Jilly: Impressed and Inspired

This week I read the opening pages of a terrific story by a new-to-me author. Sadly I can’t offer you a recommendation because the pages were a contest entry. I don’t even know the author’s name yet, though I’ll be checking the contest website when the finalists are announced.

I try to judge at least one writing contest per year—mostly because in the past I’ve received super-useful feedback on my own entries, but also because I learn a lot. It typically takes me four to six hours per entry to read the pages, decide on the scores, and write the comments. Many entries are by writers still in the process of learning the basics, but I’ve never read one totally without merit. The challenge is to identify and acknowledge the writer’s strengths, isolate the areas that require work, and make constructive, actionable suggestions without rewriting. It’s hard to do well but even if the pages aren’t my cup of tea it never feels like a thankless task. Whether or not the entrant appreciates my efforts, I get valuable food for thought and most of my insights are applicable to my own writing.

This contest is the first time ever I finished an entry in under an hour. Almost immediately I started reading for pleasure. Then I sipped my coffee and mentally wrote the rest of the book. After that I got to work, which mainly required a heartfelt but most un-judge-like squee. And then I set to thinking about what had made my reading experience so good.

The writing was smooth—not complex, showy or in any way distracting. Just simple, clear and so easy to read the story slipped directly into my brain.

The world building was fabulous. Everything about the story—the setting, descriptions, word choices, dialogue, actions, social conventions and characters’ worldview—was consistent, and all the choices strengthened and reinforced one another.

The main characters were sympathetic and relatable. They didn’t exactly have goals—more like compelling needs that arose from their personal situations.

Both characters behaved with restraint, which created a lovely tension given the emotional urgency of their positions. Everything was in the subtext or shown by their actions. It gave the reader plenty of work to do, but the characters and their motivations were so clearly drawn it was easy to decide what I thought they should/would do.

The potential conflict was compelling, because the obvious way to solve the external conflict was the choice that would create the greatest internal conflict.

The way I think the author will wrap up the book gives the characters a resolution that is broader than just a declaration of love and commitment to one another. It gives them a complete and satisfying life together.

I guess this author is very close to publication. I really hope so anyway. And I hope the rest of her writing is as strong as the pages I read. In the meantime, reading her work has left me inspired and thinking hard about my own stories. That’s a win/win that makes me very happy 🙂 .

Did you discover any new authors, published or unpublished, lately?

6 thoughts on “Jilly: Impressed and Inspired

    • Ooh, nice! I really like Grace Burrowes, and the good news is that she has a large backlist so you’ll have lots more titles to choose from when you’ve finished your current read!

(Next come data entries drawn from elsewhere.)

PR #2004, opened 2023-03-10
Add vignetting for Samyang 12mm AF

interru:


tuxfanx:
I would like to add your data to the db, but personally I only merge calibration data when I have been able to test it on some images.
Unfortunately I could not find any raw images for this lens. So it would be nice if you could [upload some pictures here](https://wilson.bronger.org/calibration). 3 normal shots and 3 shots you used for calibration would be enough.

luzpaz:
@interru :point_up_2:

luzpaz:
> @interru 👆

  1. A couple of months ago, I read a lot of new-to-me authors, and at least one was a debut author — Mimi Grace.

    These days, I’ve shifted over to nonfiction for a bit. I read a fantastic book about negotiation called Never Split the Difference — what makes it great is these wonderful anecdotes about fighting kidnappers! Now that’s high-stakes negotiations! And it also seemed to apply with negotiations with myself, which I appreciated a lot. I’m going to re-read that one before the end of the year, I hope.

    I’m currently reading a paper-book in the evenings called Quiet (about introversion), and during the day, a book called Pre-Suasion, about how to set up your message so it succeeds. Both are very interesting, and a lot of intersections, surprisingly. Q is 2013, and P is 2016, so both are referencing the same kind of studies and resources, I think. Kahneman’s Thinking, Fast and Slow seems to be everywhere.

    • I’m better at buying nonfiction than I am at reading it (biographies excepted, I’m a sucker for those). Yours sound interesting!

      Years ago, when I worked on the business side of advertising, we had a negotiation skills training weekend. It was great fun and I still remember the lessons we learned. One of the recommended books back then was “Everything is Negotiable” by Gavin Kennedy. I thought it was really clear and well-written, though it’s been the best part of 20 years since I read it, so I have no idea whether it would stand the test of time.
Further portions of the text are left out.